Let's try it!

About the demo

This demo showcases using Vespa for performing combined textual and visual search through a large database of PDF documents. It uses a combination of textual search using the BM25 ranking algorithm along with vector similarity search of image embeddings generated using the ColPali vision model.

For queries where BM25 is the only ranking function, a text ranking based on the text extracted from the PDF pages is done, and the highest scores are returned. When the vision model is involved, the query gets embedded using ColPali, and a vector similarity search using Hierarchical Navigable Small World (HNSW) is performed. In order to increase the performance of the search, bit quantization of the embedding vectors is performed, and we use hamming distance as the distance metric.

Building the dataset

The process of preparing a set of PDF documents for ingestion and later querying through Vespa is done in the following 5 steps:

Extract each page of each PDF document, and read the text from it. This text, along with the document title is used for BM25 ranking.
Render each page of the document as an image (Pillow Image in Python), and feed this image through the ColPali embedding model. This produces 1024 patches (32x32 patches) of the image, and consequently a 1024 length tensor. There are 128 dimensions, resulting in a tensor shape of (1024, 128).
Quantize the tensor into a 128-bit long vector, which is stored directly in Vespa. This vector embedding is used for the HNSW search.
Collect other metadata such as the PDF name, release year, and generate some example questions using Gemini. We also collect screenshots and raw page PDFs of the document pages for preview in the web application.
Once all the metadata and embeddings for each document has been collected, we feed it into our Vespa Cloud instance. The application is now ready to receive queries.

overview of the steps in the processing workflow

We also wrote a blog post about this process.

This demo uses open data from the United Nations. The materials are available under the Creative Commons Attribution 3.0 IGO license. Full license terms are available at the United Nations HDR website.

Querying the dataset

Any given user query has its text cleansed of stopwords and is embedded using ColPali. As we did during dataset preprocessing, we quantize this tensor such that its shape is a 128-bit vector. This vector is sent to Vespa for the HNSW search.

We query the top 4 results, and fetch the metadata for the page which is then sent to the user's web browser. From here, the user can interact with the demo and finally invoke a RAG pipeline where the returned document metadata is passed along with a system prompt to Google Gemini. The output from Gemini is visible to the user.

Token relevancy

Because a photo of each page in the PDF document is embedded using a vector, it is possible to create a heatmap overlay that estimates the relevancy for another given embedding. Using the text embedding of the user's search query, we were able to generate a heatmap overlay for each token and how "relevant" it was deemed by the ColPali vision model.

This is seen live using either an example query like "woman wearing headphones", or a query of your own.

Application architecture

JavaScript web application: This is the website you are currently visiting. It is responsible for providing a user interface, and visualization of the matching documents.
Python Backend: Provides a HTTP API the web application can speak to.
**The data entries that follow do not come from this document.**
PR #453, opened 2026-05-14
feat(file)!: add unified file backend

jsummerfield:
## Intent
Unify Coral's file-source model around DataFusion's native file abstractions so file format and object transport are independent, while keeping Coral-specific code limited to behavior DataFusion does not provide.

## Summary
- Replace the legacy `parquet` and `jsonl` source backends with unified `backend: file` support.
- Add table-level `format`/`source` handling for Parquet, JSONL, JSON, and CSV.
- Route native file formats through DataFusion listing-table primitives, with custom JSON handling only where Coral needs JSON text normalization or segment partitions.
- Add strict path partition extraction/pruning and typed S3 object-store policy support.

## Validation
- `make rust-checks`


jsummerfield:
* **#458** <a href="https://app.graphite.com/github/pr/withcoral/coral/458?utm_source=stack-comment-icon" target="_blank">Graphite</a>
* **#457** <a href="https://app.graphite.com/github/pr/withcoral/coral/457?utm_source=stack-comment-icon" target="_blank">Graphite</a>
* **#456** <a href="https://app.graphite.com/github/pr/withcoral/coral/456?utm_source=stack-comment-icon" target="_blank">Graphite</a>
* **#455** <a href="https://app.graphite.com/github/pr/withcoral/coral/455?utm_source=stack-comment-icon" target="_blank">Graphite</a>
* **#454** <a href="https://app.graphite.com/github/pr/withcoral/coral/454?utm_source=stack-comment-icon" target="_blank">Graphite</a>
* **#453** <a href="https://app.graphite.com/github/pr/withcoral/coral/453?utm_source=stack-comment-icon" target="_blank">Graphite</a> 👈 <a href="https://app.graphite.com/github/pr/withcoral/coral/453?utm_source=stack-comment-view-in-graphite" target="_blank">(View in Graphite)</a>
* `main`


<h2></h2>

AlbertQM (approved):
Docs LGTM

crates/coral-engine/src/backends/file/mod.rs
```diff
@@ -0,0 +1,159 @@
+//! Native file table provider backed by local files or object-store URLs.
+
+mod json;
+mod listing;
+mod parquet_schema;
+mod partitions;
+mod provider;
```
antonmry, line 8: Consider adding a `mod error;` placeholder here, alongside the others. HTTP (#651) and MCP (#402) both ship an `error.rs` with structured error variants (`MISSING_REQUIRED_FILTER`, `MCP_TOOL_RETURNED_ERROR`, etc.) so the CLI / MCP consumer layer can distinguish failure modes by stable code rather than parsing strings. This backend surfaces `DataFusionError` directly.

Fine for V1 — file-IO errors are mostly self-explanatory — but worth putting the file in place now, even if it starts with just one or two variants (file-not-found, schema-mismatch, unsupported-format). Benefits:

- Matches the module layout of the other two backends, so newcomers don't have to wonder why one is missing.
- Gives an obvious home for the inevitable case where a consumer wants to discriminate "file not found" from "permission denied" or "schema mismatch."
- Costs almost nothing today; avoids a small refactor later.

crates/coral-engine/src/backends/file/listing.rs
```diff
@@ -0,0 +1,328 @@
+//! Shared file listing, URL, format, and object-store setup helpers.
```
antonmry: Nit: worth expanding this header to call out *why* there's no `transport.rs` / `client.rs` / `response.rs` / `fetch.rs` in this backend. Readers coming from `http/` or `mcp/` (both of which have those files) will look for them and be briefly confused.

Suggested wording:

```rust
//! File listing, URL, format, and object-store setup helpers.
//!
//! The file backend deliberately omits the `client` / `transport` /
//! `response` / `fetch` files used by the HTTP and MCP backends: DataFusion's
//! `ListingTable` + `ObjectStore` registry own per-request transport,
//! response decoding, and parallel-scan orchestration internally. This
//! module is the setup-and-hand-off layer — it builds an `ObjectStore`
//! handle and a `ListingTableConfig`, then hands them to DataFusion.
```

(For the bigger backend-layout convention itself, there's a candidate write-up in #402 that lands a `//!` block on `backends/mod.rs` describing the standard layout, so this header would just point at "this backend is the documented exception" rather than re-explain the whole thing.)

antonmry (approved):

mystic123 (approved):

crates/coral-engine/src/backends/file/listing.rs
```diff
@@ -0,0 +1,486 @@
...
+}
+
+fn build_object_store(
+    source_schema: &str,
+    table_path: &ListingTableUrl,
+    source: &FileSourceSpec,
+    resolved_inputs: &BTreeMap<String, String>,
+) -> Result<Arc<dyn ObjectStore>> {
+    match table_path.scheme() {
+        "file" => Ok(Arc::new(LocalFileSystem::new())),
```
sauldhernandez, line 260: This scan now follow symlinked directories, which is a contract change from the previous JSONL walker that skipped symlinks. Is that change intentional here?

crates/coral-engine/src/backends/file/mod.rs
```diff
@@ -0,0 +1,161 @@
...
+    }
+
+    fn source_name(&self) -> &str {
+        &self.manifest.common.name
+    }
+
+    async fn register(&self, ctx: &SessionContext) -> Result<BackendRegistration> {
+        let mut tables: HashMap<String, Arc<dyn TableProvider>> = HashMap::new();
+        let mut table_infos = Vec::with_capacity(self.manifest.tables.len());
+        let resolved_inputs = coral_spec::resolve_inputs(
```
sauldhernandez, line 80: nothing prevents a spec from defining the s3 credentials as literals or non-secret inputs. Not a deal-breaker, but maybe consider steering the users into having to use secrets for this information.

sauldhernandez (approved):

crates/coral-engine/src/backends/file/listing.rs
jsummerfield: Intentional. This backend now delegates local listing to DataFusion/object_store rather than Coral’s old JSONL-specific walker, and `object_store::local::LocalFileSystem` follows symlinks by design, including symlinked directories.

Given the direction of this PR is to use DataFusion’s file primitives as the contract, I’d rather keep that behaviour than reintroduce a custom walker just to preserve the old JSONL edge case. We should document this explicitly as part of the file source contract.

crates/coral-engine/src/backends/file/mod.rs
jsummerfield: Good point. I agree. I've seen this crop up in community sources too by accident.

I’m going to handle that in a follow-up PR in `coral-spec`, so the rule is enforced at manifest validation time rather than inside the engine path.

jsummerfield:
### Merge activity

* **May 26, 7:48 AM UTC**: A user started a stack merge that includes this pull request via [Graphite](https://app.graphite.com/github/pr/withcoral/coral/453).
* **May 26, 7:49 AM UTC**: @jsummerfield merged this pull request with [Graphite](https://app.graphite.com/github/pr/withcoral/coral/453).

PR #493, opened 2026-05-15
feat(sources/community/buildkite): add Buildkite source spec

sahil9001:
## Summary
- add a community Buildkite HTTP source spec for current user, organizations, pipelines, organization builds, pipeline builds, and agents
- document setup, table columns, example SQL, validation, and v1 limitations
- checked existing repo sources and open PRs before implementation; Buildkite was not present and no open Buildkite source PR was found

## Validation
- Ruby YAML parse: passed
- coral source lint sources/community/buildkite/manifest.yaml: passed
- git diff --check: passed
- make rust-checks: not run because cargo is not installed in this environment

## Contributor behavior
- No agent/contributor operating guidance changed.


sahil9001:
@antonmry Can you please help with the review? Thanks!

sources/community/buildkite/manifest.yaml
```diff
@@ -0,0 +1,589 @@
...
+      - name: org_slug
+        required: true
+      - name: pipeline_slug
+        required: true
+      - name: state
+      - name: branch
+      - name: commit
+      - name: creator
+    request:
+      method: GET
```
antonmry, line 401: This table is missing several columns that `organization_builds` (L229) exposes for the same Build resource. The two endpoints return identical payload shapes, so I'd expect the column sets to match. Notable absences here:

- `tag` (git tag)
- `source` (build source — `webhook`, `api`, `ui`, etc.)
- `creator__id` (only `creator__email` is exposed; users joining to `current_user.id` will need both)
- `scheduled_at` — particularly useful for "queue time" analysis (`started_at - scheduled_at`)
- `url` (API URL for the build)
- `graphql_id`

The asymmetry is the kind that bites users who write a query against `organization_builds` and copy-paste it to `pipeline_builds`. Easy fix — just lift the same column blocks across.

sources/community/buildkite/manifest.yaml
```diff
@@ -0,0 +1,589 @@
...
+          input: iso8601
+          expr: {kind: path, path: [created_at]}
+      - name: archived_at
+        type: Timestamp
+        nullable: true
+        description: Pipeline archive time.
+        expr:
+          kind: format_timestamp
+          input: iso8601
+          expr: {kind: path, path: [archived_at]}
```
antonmry, line 211: Tiny suggestion — Buildkite's pipeline payload returns both `archived_at` (timestamp) and `archived` (boolean) directly. The manifest only exposes `archived_at`. `WHERE archived = false` is the natural filter to "show me active pipelines"; doing `WHERE archived_at IS NULL` works too but is less obvious.

Adding alongside the existing column:

```yaml
- name: archived
  type: Boolean
  nullable: true
  description: Whether the pipeline is archived.
  expr: {kind: path, path: [archived]}
```

Optional — feel free to skip if you'd rather keep the column count tight.

sources/community/buildkite/manifest.yaml
```diff
@@ -0,0 +1,589 @@
...
+      template: Bearer {{input.BUILDKITE_API_TOKEN}}
+
+request_headers:
+  - name: Accept
+    from: literal
+    value: application/json
+
+test_queries:
+  - SELECT id, email, name FROM buildkite.current_user LIMIT 1
+
```
antonmry, line 32: Suggestion — please ignore if you'd rather not bloat the test list. Adding one query against a paginated table would exercise the `link_header` pagination path on small data:

```yaml
test_queries:
  - SELECT id, email, name FROM buildkite.current_user LIMIT 1
  - SELECT name, slug FROM buildkite.organizations LIMIT 5
```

Responsible for querying Vespa and generating the similarity maps.
Vespa Cloud: Hosts our Vespa document store which has been fed the 4770 documents that you can search through. Vespa Cloud is the easiest way to get started with Vespa, and we provide a free $300 in credits to new customers.
Google Gemini: Is used to demonstrate a real-world retrieval augmented generation (RAG) workflow. Based on the documents ranked by Vespa, the generative AI model is capable of providing more precise answers.